Step 4: Configure the replica set
Now that you’ve configured everything on the servers, there’s one final step: adding the IP addresses of the servers and specifying the replication set name. You’ll do this by modifying the MongoDB configuration file located at /etc/mongo.conf.
On the first server (mongo-db1), open the configuration file and update it as follows:
# network interfaces
net:
port: 27017
bindIp: 192.168.0.2
# security settings
security:
authorization: enabled
keyFile: /etc/mongodb/keys/mongo-key
# replication settings
replication:
replSetName: "replicaset-01"
Repeat this process on the other two servers, ensuring that each server’s configuration reflects its specific IP address. Once you’ve made these changes on all the servers, restart the MongoDB services to apply the new configurations:
sudo systemctl restart mongod
Step 5: Initiate the replica set
With everything configured, it’s time to kick off the replication process. Start by logging into the primary server, 192.168.0.2:
$ mongosh <mongodb-connection-string>
Once you’re in the MongoDB shell, initiate the replica set with the following command:
> rs.initiate();
This command tells MongoDB to start the replication process, setting up the primary and secondary servers along with the arbiter. Once the replication REPL is started, it’s time to add nodes to the replication set by the following command:
> rs.add(“mongo-db2:27017”);
> rs.addArb(“mongo-arbiter:27017”);
Once you add the servers, you will see the output as {‘ok’:1}, which indicates a successful addition of servers in the replica set.
Step 6: Verify the replica set
To check the status of your replication set and ensure everything is running smoothly, you can use the following command in the MongoDB shell:
> rs.status()
This command will give you a detailed overview of your replica set, including the state of each node. Here’s a sample output you might see:
{
set: 'replicaset-01',
date: ISODate("2024-08-13T08:35:54.411Z"),
myState: 1,
...(omitted for brevity),
members: [
{
_id: 0,
name: '192.168.0.2:27017',
health: 1,
state: 1,
stateStr: 'PRIMARY',
uptime: 2867565,
optime: { ts: Timestamp({ t: 1723538152, i: 32 }), t: Long("40") },
optimeDate: ISODate("2024-08-13T08:35:52.000Z"),
self: true,
},
{
_id: 1,
name: '192.168.0.3:27017',
health: 1,
state: 2,
stateStr: 'SECONDARY',
uptime: 2867554,
optime: { ts: Timestamp({ t: 1723538152, i: 32 }), t: Long("40") },
optimeDurable: { ts: Timestamp({ t: 1723538152, i: 32 }), t: Long("40") },
optimeDate: ISODate("2024-08-13T08:35:52.000Z"),
},
{
_id: 2,
name: '192.168.0.4:27017',
health: 1,
state: 7,
stateStr: 'ARBITER',
uptime: 2867407,
lastHeartbeat: ISODate("2024-08-13T08:35:54.334Z"),
lastHeartbeatRecv: ISODate("2024-08-13T08:35:54.136Z"),
}
],
ok: 1,
...(omitted for brevity),
}
In this output:
- “stateStr”: “PRIMARY” indicates that the server is the primary server.

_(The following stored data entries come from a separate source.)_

PR #139, opened 2021-01-25
Fix typo in DS06 which made it always True

eskilandreen:
I took the liberty of adding a test too. Feel free to disregard it if you don't think it's necessary.

### DIFF
--- a/pytm/threatlib/threats.json
+++ b/pytm/threatlib/threats.json
@@ -1306,7 +1306,7 @@
     "Likelihood Of Attack": "High",
     "severity": "Very High",
     "prerequisites": "",
-    "condition": "target.hasDataLeaks",
+    "condition": "target.hasDataLeaks()",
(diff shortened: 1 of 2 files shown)


tests/test_threats.py
```diff
@@ -0,0 +1,22 @@
...
+
+
+class TestThreats(unittest.TestCase):
+    @classmethod
+    def setUpClass(cls):
+        with open(TM.threatsFile.default, "r", encoding="utf8") as threat_file:
+            threats_json = json.load(threat_file)
+        cls.threats = {x["SID"]: Threat(**x) for x in threats_json}
+
+    def test_ds06(self):
```
nineinchnick: All threat tests are in another existing file. Can you add this test after https://github.com/izar/pytm/blob/master/tests/test_pytmfunc.py#L884 ?

eskilandreen: Thanks for pointing that out @nineinchnick ! I moved the test there and made it proper instead of relying on a mock. More code but better coverage.

nineinchnick: This looks great, thanks!

nineinchnick (approved):

PR #141, opened 2021-03-15
Add missing _safeset to Data class

mikejarrett:
When attempting to generate dfd, seq or report with where the datastore has the attribute `isEncryptedAtRest` and data has `isStored` attribute I receive:

```
ERROR: test_dfd (tests.test_pytmfunc.TestTM)
----------------------------------------------------------------------
  File "/tmp/pytm/tests/test_pytmfunc.py", line 115, in test_dfd
    self.assertTrue(tm.check())
  File "/tmp/pytm/pytm/pytm.py", line 697, in check
    _apply_defaults(TM._flows, TM._data)
  File "/tmp/pytm/pytm/pytm.py", line 378, in _apply_defaults
    d._safeset("isDestEncryptedAtRest", e.sink.isEncryptedAtRest)
AttributeError: 'Data' object has no attribute '_safeset'
```

We're able to reproduce with this short example:
```
web = Server("Server")
db = Datastore("Db", isEncryptedAtRest=True)
data = Data("Data", isStored=True)
dataflow = Dataflow("Server to DB', data=[data])
```

I was unsure which test to extend and I am happy to move to a different one or write a new one.

This appears to be a result of https://github.com/izar/pytm/pull/127

I ran the following before committing:
```
make test
make format
```

### DIFF
--- a/pytm/pytm.py
+++ b/pytm/pytm.py
@@ -1179,6 +1179,12 @@ If only derivative data is stored (a hash) it can be set to False.""",
     def __str__(self):
         return "{0}({1})".format(type(self).__name__, self.name)
 
+    def _safeset(self, attr, value):
+        try:
+            setattr(self, attr, value)
+        except ValueError:
+            pass
+
 
 class Asset(Element):
     """An asset with outgoing or incoming dataflows"""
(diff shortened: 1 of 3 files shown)


nineinchnick (approved):
LGTM, thanks! We missed this because `Data` does not inherit from `Element`.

- “stateStr”: “SECONDARY” shows that the server is acting as a secondary server.
- “stateStr”: “ARBITER” means the server is functioning as the arbiter.
If everything looks good, your MongoDB replica set is officially up and running!
Wrapping It Up
And there you have it! Your MongoDB replica set is now up and running. If the primary server decides to take an unscheduled vacation, your secondary server and arbiter will keep things from turning into a full-blown data disaster.
It’s funny to look back and remember how MongoDB replication once felt like a nightmare. But with a bit of persistence and a lot of trial and error, I’ve turned that challenge into a triumph.
So, next time you’re tempted to disable replication, just remember: three servers are better than one, and they make sure your data doesn’t pull a Houdini act.
And remember, if all else fails, there’s always coffee. Lots of coffee.